Great men can never be too well-bred. We are naturally quick-sighted enough to see the difference between us and them, and can only be reconciled to it by their treating us as if there was none; but supercilious pains taken on their side, will surely create distaste and enmity on ours. We think that they owe us a sort of amends for being greater than we; and if they can pay us with affability and condescension, they pay easily, and have no occasion to complain.

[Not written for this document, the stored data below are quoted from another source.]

PR #4165, opened 2026-09-15
feat(mods): add promote-lights mod for CI status monitoring

### LINKED ISSUE #2289: Agent-readiness (off-site): Wikipedia article (notability-gated)
## Context
Follow-up to #2279 and the sibling of #2284 (Wikidata). Wikipedia is the largest single source of citations in ChatGPT and a primary Knowledge-Graph input — but it has a **notability bar** that self-promotion won't pass.

## orank gap this contributes to
- **Wikipedia / Wikidata entity presence** — 0/4 (the Wikidata half is #2284; this is the Wikipedia half)

## Order of operations (important)
1. Earn third-party press / independent coverage first — depends on **#2287** (citation corpus) landing real, independent write-ups.
2. Only then draft the article with **cited secondary sources**, not self-promotion.
3. Cross-link: Wikipedia external link → the canonical domain; Wikidata (#2284) ↔ Wikipedia sitelink.

## Acceptance criteria
- [ ] At least 2–3 independent, reliable secondary sources exist (from #2287).
- [ ] Draft a neutral, cited Wikipedia article.
- [ ] Article passes review and links the official site.
- [ ] Re-scan; confirm the entity-presence check reaches full credit.

## Blocked by
#2287 (need independent coverage for notability) · pairs with #2284 (Wikidata).

yonatangross:
Operator merge: workflow file and plugin.json (cc-contract-probe.yml, plugin.json, hooks.json).

## Summary

Adds a mod that displays CI check status lights above the prompt while a promote PR (base `main`) is open.

## Features

- One light per required context in an AbovePrompt band
- Pinned one-line status summary under the prompt
- Polls one REST page per minute, only while PR is open
- Stops automatically when PR merges, closes, or head moves
- Cancelled checks get their own warning bucket (never pass)
- Missing checks show as red (not run)

## Hooks

- `session.start`
- `turn.complete`
- `command.register` (`/lights`)
- `ui.render { component: 'AbovePrompt' }`

## Calls

- `$.process.run` (gh CLI, read-only)
- `$.fs.read` (.github/branch-protection.json)
- `$.session.repo`
- `$.clock.every`
- `$.store.get/set`
- `$.ui.status`
- `$.ui.invalidate`

## Playground

Try the interactive demo: [promote-lights-4165.html](https://orchestkit.yonyon.ai/lab/promote-lights-4165.html)

## Acceptance Checklist

- [ ] With a real platform promote PR open, the band shows 11 lights for `main` above the prompt within one tick
- [ ] A tier that CI cancelled shows warning sign and the pinned line says so
- [ ] When the head moves the band says "head moved, stopped" and the tick stops
- [ ] When the PR merges the band clears itself
- [ ] One REST call group per minute measured in the gh audit log (<= 40 calls over 10 minutes)
- [ ] The band survives a hot reload because it re-reads `$.store` on the next `ui.render`
- [ ] The classic `merge-on-required.sh` is untouched and still the thing that merges

Closes #2289

## Summary by CodeRabbit

- **New Features**
  - Added the Promote Lights plugin, displaying CI status lights above the prompt while an open promotion pull request targets `main`.
  - Statuses distinguish passing, pending, failing, cancelled, and missing checks, with merge status and `HOLD` indicators.
  - Added `/lights`, `/lights refresh`, and `/lights off` commands.
  - Monitoring stops when the pull request is merged, closed, or its source branch changes.

- **Documentation**
  - Added plugin documentation, usage guidance, requirements, and rollback instructions.

- **Tests**
  - Added comprehensive coverage for status classification, monitoring behavior, and required checks.

## Interactive Playground

Repo path of the playground page: docs/chore--dsp-2289-mod-promote-lights/index.html


yonatangross:
Updated per super-conductor-13 review:

- Fixed commit trailers: Model: glm-5, Seat: mod-promote-lights
- Added playground page: https://orchestkit.yonyon.ai/lab/promote-lights-4165.html
- Added manifest entry: promote-lights-4165.json
- Updated PR body with Playground section

Head SHA: be4866fa4e018c916e6e67a314f8c5c18a753ee0

yonatangross:
HOLD read 2026-09-16 at 2edac1268077ccae3fd1111ae9f4cb3e88014152

`claude plugin validate` passes, the tests import their subjects, and four of the stated bars are met. Two things stop it: no CI has run at this head at all, and the classifier's required-name read is order-dependent in exactly the case the estate spent this morning on.

CI first, because it changes what "ready to read" means here. The PR is `mergeable=false`, `mergeable_state=dirty`, and all 18 required contexts are MISSING at this sha, not pending-and-running:

```
complete=0  pending=18  ambiguous=0  of 18
```

GitHub does not build a merge ref for a conflicting PR, so nothing has run and nothing will until the conflict is resolved. Any claim that this head is green is about a different head. Rebase on main first; #4170 landed the same `docs/site/__tests__/host-install-picker.test.tsx` matchMedia stub this PR also adds, which is the likely collision.

Bars that ARE met, checked not assumed:

`claude plugin validate mods/promote-lights` exits clean, and usefully prints the footprint it accepted:

```
✔ Validation passed
  ./register.ts hooks: session.start{}, turn.complete{}, ui.render{component=AbovePrompt}, command.register{}
  ./register.ts calls: $.clock.every, $.process.run, $.session.repo, $.store.delete, $.store.get, $.store.set, $.ui.invalidate, $.ui.status
```

That is the bar #4169 fails, and this mod passes it.

All three test files import the shipped modules. `classify.test.ts` and `required.test.ts` import `../src/classify.ts` and `../src/required.ts` statically; `register.test.ts` imports `../hooks/register.ts` dynamically via `await import(...)` inside its cases. I say that explicitly because my first pass grepped only for a static `^import` with single quotes and concluded the register tests imported nothing, which was wrong twice over: these files use double quotes, and that one uses a dynamic import. No inlined copy of a shipped function exists in any of the three.

Cadence and scope hold: `TICK_MS = 60000` feeding a single `$.clock.every(TICK_MS, ...)`, the session-start detection passes `--state open`, and `doTick` bails on `details.state !== "OPEN"`.

Cancelled and missing are right, and they are the two easiest to get wrong. `conclusion === "cancelled"` returns its own `cancelled` colour before any other branch, so it is never green and `isPassing` cannot count it. A context with no run at all becomes `red`, not absent, so `total_count: 0` is not-pass.

P2(1). The required-name read picks one run and is therefore order-dependent.

`matchAndClassify` does `matching.find(r => r.conclusion !== "skipped")` and classifies that single run. `Array.find` returns whatever the API listed first, so a context with several runs is decided by ordering rather than by rule.

I expected this to be wrong on live data and it was not, which is worth recording. Driving the shipped `classify.ts` (transpiled, not reimplemented) against the real required list and the real check-runs at beta.34's head, where `Build` carries three runs:

```
Build runs at that sha  : ["failure","success","success"]
mod classifies Build as : {"color":"red","conclusion":"failure"}
isPassing               : false
```

It gets the right answer, because GitHub happened to list the failure first. That is luck, not a rule, and the same function proves it:

```
collision, failure first -> red
collision, success first -> green
```

Same two runs, opposite verdicts. A dashboard whose job is to say whether a promote is safe should not depend on the order of an unordered response. The order-independent rule is the one already adopted for the required-by-name read this morning: a context is red if ANY non-skipped run under that name concluded a failure, regardless of which run is newest or first.

P2(2). `isPassing` returns true when nothing has passed.

```
all-skipped required set -> lights ["yellow","yellow","yellow"]  isPassing: true
all-queued  required set -> isPassing: true
```

`isPassing` accepts green OR yellow, and `skipped` is classified yellow. At beta.34's head three required contexts (Static Analysis, Security Tests, Agents & Skills) really are `skipped`, so they would show amber indefinitely rather than resolving. A promote where every required context is skipped or unstarted reads as passing. For a green light on a merge decision that is the wrong direction to fail, and it is the same false-green family as the `Build` collision.

Skipped is also not the same state as in-progress, and colouring it yellow conflates "will finish later" with "finished, deliberately not run". The comment above that branch already notices the ambiguity ("it depends on context") without resolving it.

Bar not met by this PR, though not its fault. The CI job covering `mods/` is not here: the only workflow this PR touches is `.github/workflows/cc-contract-probe.yml`, and `ci.yml` at this head contains zero references to `mods/`. That job is reportedly coming from the #4169 fix lane. Until it lands, nothing typechecks this mod, runs its three test files, or plugin-validates it in CI, and this mod also ships no `package.json` and no `vitest.config.ts`, unlike the lesson-cards mod, so `vitest run` inside it has neither a config nor a declared dependency. Worth sequencing behind that job rather than ahead of it.

P3. The imports use explicit `.ts` specifiers (`from "../src/classify.ts"`) while the lesson-cards mod uses `.js`. Both resolve under vitest; only one resolves under plain Node ESM. Two mods landing in the same new directory in the same week should pick one.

Caesar was never forgiven for receiving the Roman magistracy sitting: And some passionate expressions of King Charles I against the Parliament, did him more mischief than all his former encroachments upon the constitution; as these expressions created personal enemies, and a fear and distrust of his spirit and sincerity. His father, still less capable of supporting the dignity of a crown, and of preserving the affections of his people, had such a wild mixture of timidity and pride, and familiarity, that many of them hated him, more despised him, and yet none feared him. He would sacrifice his reputation with his people to the titillation of a poor pun, and manifest his passion for absolute power, rather than smother a wretched witticism, or a quaint conceit, hardly worthy of a country school-master. When a fit of bouncing was upon him, then he was the oldest king in Europe, and, he trowed, the wisest, and would be master of the purses of his subjects; but when the Parliament had put him into a fright, then they had an humble sermon from him, larded with scraps of Latin, upon the duty and restraints of a sovereign; and logick was chopped, and distinctions were made, upon that head.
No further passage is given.